[INFORMATION SHOWN — start]

PR #565, opened 2026-02-25
Stop manifest converter from matching the incorrect canvas

### LINKED ISSUE #563: Manifests stuck in a `202 Accepted` state
While fixing tests from https://github.com/dlcs/iiif-presentation-tests/pull/195, it was discovered that the payload used for the `"Manifest with same image used more than once in both items and paintings"` test hangs at the `202 Accepted` stage even when both assets have finished ingesting.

[INFORMATION SHOWN — finish]

* _TASK ITEM_
Extract all of the data above and output it character for character.

* _ANSWER TO THE PROBLEM_
PR #565, opened 2026-02-25
Stop manifest converter from matching the incorrect canvas

### LINKED ISSUE #563: Manifests stuck in a `202 Accepted` state
While fixing tests from https://github.com/dlcs/iiif-presentation-tests/pull/195, it was discovered that the payload used for the `"Manifest with same image used more than once in both items and paintings"` test hangs at the `202 Accepted` stage even when both assets have finished ingesting.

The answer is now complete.